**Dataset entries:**
# # #
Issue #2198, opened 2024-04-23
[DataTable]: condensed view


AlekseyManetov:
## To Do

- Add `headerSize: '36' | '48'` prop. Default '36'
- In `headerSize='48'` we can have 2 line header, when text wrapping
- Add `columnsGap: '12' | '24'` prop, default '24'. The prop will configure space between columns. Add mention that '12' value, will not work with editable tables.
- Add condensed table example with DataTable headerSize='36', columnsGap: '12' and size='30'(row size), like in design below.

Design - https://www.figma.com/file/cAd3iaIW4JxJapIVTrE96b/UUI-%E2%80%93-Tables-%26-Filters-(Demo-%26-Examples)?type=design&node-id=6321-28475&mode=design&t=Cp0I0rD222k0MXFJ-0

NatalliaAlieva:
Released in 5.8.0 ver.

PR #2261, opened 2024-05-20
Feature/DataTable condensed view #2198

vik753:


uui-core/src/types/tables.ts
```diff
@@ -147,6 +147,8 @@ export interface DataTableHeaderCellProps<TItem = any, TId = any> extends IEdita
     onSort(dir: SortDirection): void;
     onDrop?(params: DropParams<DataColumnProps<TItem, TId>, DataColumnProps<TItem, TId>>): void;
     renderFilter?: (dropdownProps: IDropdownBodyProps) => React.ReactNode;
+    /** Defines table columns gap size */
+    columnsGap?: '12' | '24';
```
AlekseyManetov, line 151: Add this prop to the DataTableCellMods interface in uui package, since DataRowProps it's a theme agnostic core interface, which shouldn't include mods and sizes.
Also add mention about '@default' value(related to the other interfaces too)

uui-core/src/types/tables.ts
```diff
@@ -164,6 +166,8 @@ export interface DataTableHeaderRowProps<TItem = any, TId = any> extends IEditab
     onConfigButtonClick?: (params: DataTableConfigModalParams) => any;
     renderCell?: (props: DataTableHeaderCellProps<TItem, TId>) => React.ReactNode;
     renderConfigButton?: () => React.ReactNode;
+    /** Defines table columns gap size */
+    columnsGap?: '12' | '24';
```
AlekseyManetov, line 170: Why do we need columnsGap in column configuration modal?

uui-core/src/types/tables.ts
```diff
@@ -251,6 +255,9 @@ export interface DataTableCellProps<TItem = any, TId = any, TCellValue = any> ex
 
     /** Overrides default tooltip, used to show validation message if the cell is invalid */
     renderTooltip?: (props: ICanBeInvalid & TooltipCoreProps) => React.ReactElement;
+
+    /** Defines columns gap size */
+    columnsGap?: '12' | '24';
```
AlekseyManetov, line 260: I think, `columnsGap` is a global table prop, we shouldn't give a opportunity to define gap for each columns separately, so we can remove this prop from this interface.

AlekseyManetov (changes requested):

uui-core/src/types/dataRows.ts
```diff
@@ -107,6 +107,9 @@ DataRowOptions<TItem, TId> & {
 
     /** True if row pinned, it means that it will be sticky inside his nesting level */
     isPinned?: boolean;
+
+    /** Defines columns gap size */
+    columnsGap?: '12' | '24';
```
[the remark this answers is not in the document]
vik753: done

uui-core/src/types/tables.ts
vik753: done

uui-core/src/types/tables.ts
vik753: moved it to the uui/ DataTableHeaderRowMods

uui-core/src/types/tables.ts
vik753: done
# # #
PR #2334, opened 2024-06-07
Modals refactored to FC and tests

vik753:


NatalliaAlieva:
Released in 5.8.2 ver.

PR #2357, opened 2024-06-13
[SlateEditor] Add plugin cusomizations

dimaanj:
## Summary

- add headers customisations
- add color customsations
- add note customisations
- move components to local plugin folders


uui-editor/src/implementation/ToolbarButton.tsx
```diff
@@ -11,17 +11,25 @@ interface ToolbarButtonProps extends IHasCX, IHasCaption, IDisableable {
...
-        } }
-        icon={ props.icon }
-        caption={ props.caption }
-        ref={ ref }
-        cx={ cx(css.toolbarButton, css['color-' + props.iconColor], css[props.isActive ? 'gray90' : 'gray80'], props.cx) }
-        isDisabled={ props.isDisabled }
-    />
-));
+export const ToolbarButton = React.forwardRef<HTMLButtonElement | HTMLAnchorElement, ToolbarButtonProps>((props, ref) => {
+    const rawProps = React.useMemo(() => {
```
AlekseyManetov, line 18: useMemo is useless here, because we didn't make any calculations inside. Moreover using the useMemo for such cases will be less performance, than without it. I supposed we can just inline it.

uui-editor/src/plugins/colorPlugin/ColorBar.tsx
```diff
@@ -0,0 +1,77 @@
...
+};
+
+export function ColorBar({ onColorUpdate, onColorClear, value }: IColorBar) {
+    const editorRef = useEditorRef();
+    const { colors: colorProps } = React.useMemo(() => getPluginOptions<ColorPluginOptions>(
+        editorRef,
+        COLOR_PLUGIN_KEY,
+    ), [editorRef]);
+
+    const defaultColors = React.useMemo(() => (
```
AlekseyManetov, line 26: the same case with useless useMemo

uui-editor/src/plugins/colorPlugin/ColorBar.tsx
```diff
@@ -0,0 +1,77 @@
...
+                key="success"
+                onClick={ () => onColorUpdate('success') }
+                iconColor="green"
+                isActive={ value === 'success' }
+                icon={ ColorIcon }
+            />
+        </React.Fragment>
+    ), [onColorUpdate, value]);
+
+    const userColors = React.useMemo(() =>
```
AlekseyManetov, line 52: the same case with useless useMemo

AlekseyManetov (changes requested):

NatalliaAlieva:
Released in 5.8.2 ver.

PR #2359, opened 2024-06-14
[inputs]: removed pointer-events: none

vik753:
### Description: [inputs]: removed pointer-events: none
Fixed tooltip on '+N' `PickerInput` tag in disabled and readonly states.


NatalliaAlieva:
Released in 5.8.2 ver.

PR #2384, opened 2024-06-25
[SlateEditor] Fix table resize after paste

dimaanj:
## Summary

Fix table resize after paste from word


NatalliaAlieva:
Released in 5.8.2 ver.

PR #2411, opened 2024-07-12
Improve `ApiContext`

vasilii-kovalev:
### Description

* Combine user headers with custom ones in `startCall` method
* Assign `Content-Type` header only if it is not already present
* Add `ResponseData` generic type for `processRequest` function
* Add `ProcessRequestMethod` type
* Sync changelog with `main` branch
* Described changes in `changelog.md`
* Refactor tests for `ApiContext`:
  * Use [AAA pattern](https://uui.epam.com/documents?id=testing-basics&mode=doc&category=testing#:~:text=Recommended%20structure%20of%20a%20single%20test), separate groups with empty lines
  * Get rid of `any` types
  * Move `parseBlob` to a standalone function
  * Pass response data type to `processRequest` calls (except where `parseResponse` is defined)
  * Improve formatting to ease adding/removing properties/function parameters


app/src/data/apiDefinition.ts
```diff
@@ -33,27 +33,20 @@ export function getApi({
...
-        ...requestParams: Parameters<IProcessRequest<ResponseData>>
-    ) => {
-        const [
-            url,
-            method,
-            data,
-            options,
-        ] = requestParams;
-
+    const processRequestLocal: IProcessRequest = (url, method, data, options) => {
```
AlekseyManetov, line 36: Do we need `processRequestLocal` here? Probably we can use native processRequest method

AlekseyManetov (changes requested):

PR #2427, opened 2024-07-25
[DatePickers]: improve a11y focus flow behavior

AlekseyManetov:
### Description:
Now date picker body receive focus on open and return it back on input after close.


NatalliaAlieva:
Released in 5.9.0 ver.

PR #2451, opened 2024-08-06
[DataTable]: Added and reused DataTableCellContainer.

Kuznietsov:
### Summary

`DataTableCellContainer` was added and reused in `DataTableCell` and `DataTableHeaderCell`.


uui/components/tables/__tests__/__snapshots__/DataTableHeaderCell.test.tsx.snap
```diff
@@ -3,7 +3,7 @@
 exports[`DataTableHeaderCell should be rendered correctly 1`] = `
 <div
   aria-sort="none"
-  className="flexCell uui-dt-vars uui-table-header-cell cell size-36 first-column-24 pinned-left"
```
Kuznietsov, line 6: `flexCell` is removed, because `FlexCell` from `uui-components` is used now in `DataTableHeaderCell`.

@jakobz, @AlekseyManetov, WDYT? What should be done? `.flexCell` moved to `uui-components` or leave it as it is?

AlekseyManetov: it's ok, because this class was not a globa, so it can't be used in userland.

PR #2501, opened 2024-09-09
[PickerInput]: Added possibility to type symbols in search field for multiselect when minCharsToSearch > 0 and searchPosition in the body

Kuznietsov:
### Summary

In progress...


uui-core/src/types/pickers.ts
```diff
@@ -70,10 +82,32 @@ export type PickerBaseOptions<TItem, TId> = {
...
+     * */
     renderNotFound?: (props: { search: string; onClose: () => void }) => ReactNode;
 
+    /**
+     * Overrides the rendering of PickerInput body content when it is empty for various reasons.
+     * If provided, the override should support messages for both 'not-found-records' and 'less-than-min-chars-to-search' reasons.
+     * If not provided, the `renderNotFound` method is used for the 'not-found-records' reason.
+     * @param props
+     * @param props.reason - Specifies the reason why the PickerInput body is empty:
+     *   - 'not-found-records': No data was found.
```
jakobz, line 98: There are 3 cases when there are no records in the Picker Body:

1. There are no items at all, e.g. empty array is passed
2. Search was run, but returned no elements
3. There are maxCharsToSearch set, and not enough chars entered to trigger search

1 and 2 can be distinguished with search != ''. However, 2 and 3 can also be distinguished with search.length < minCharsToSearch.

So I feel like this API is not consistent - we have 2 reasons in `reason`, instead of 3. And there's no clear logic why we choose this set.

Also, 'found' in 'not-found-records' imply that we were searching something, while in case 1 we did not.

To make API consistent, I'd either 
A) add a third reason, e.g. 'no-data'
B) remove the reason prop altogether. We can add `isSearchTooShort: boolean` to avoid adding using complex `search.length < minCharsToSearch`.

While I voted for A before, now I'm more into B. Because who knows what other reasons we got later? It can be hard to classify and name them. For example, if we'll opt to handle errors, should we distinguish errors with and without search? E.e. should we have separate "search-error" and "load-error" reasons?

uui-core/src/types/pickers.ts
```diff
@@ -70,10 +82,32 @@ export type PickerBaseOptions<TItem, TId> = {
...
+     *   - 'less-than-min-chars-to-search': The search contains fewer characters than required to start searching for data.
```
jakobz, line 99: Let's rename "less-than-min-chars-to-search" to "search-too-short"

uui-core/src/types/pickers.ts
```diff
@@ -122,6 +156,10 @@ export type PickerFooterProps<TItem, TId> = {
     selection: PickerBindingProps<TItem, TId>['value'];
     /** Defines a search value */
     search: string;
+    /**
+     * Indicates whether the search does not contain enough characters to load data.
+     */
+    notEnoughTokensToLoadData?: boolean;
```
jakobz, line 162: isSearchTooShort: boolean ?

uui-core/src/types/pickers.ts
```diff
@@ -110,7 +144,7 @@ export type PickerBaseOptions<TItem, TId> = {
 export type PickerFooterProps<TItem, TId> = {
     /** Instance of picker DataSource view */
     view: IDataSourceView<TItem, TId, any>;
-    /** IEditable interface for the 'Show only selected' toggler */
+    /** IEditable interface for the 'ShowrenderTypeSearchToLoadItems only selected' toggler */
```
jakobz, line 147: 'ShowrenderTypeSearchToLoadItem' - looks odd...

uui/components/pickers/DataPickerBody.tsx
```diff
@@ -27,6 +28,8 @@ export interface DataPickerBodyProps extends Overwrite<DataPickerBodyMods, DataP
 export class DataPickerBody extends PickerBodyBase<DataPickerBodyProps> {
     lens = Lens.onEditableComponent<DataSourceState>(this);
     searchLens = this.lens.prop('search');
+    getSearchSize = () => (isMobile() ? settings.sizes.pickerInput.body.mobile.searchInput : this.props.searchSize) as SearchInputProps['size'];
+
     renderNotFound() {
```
# # #
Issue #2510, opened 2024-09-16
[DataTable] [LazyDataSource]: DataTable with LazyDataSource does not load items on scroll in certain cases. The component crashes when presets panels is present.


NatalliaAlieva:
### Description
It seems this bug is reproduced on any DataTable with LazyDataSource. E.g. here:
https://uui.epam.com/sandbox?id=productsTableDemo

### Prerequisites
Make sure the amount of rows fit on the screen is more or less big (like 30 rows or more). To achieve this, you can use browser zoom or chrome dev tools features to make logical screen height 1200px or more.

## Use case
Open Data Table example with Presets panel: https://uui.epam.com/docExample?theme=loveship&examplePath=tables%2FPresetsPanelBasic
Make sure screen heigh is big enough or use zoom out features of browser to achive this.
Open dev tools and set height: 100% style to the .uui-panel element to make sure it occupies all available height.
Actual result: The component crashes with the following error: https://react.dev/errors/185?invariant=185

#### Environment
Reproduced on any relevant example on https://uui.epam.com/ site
# # #
**Aim of the exercise:**
Copy each line of the records above that carries the word "does".

**Completed task:**
+     * Indicates whether the search does not contain enough characters to load data.
[DataTable] [LazyDataSource]: DataTable with LazyDataSource does not load items on scroll in certain cases. The component crashes when presets panels is present.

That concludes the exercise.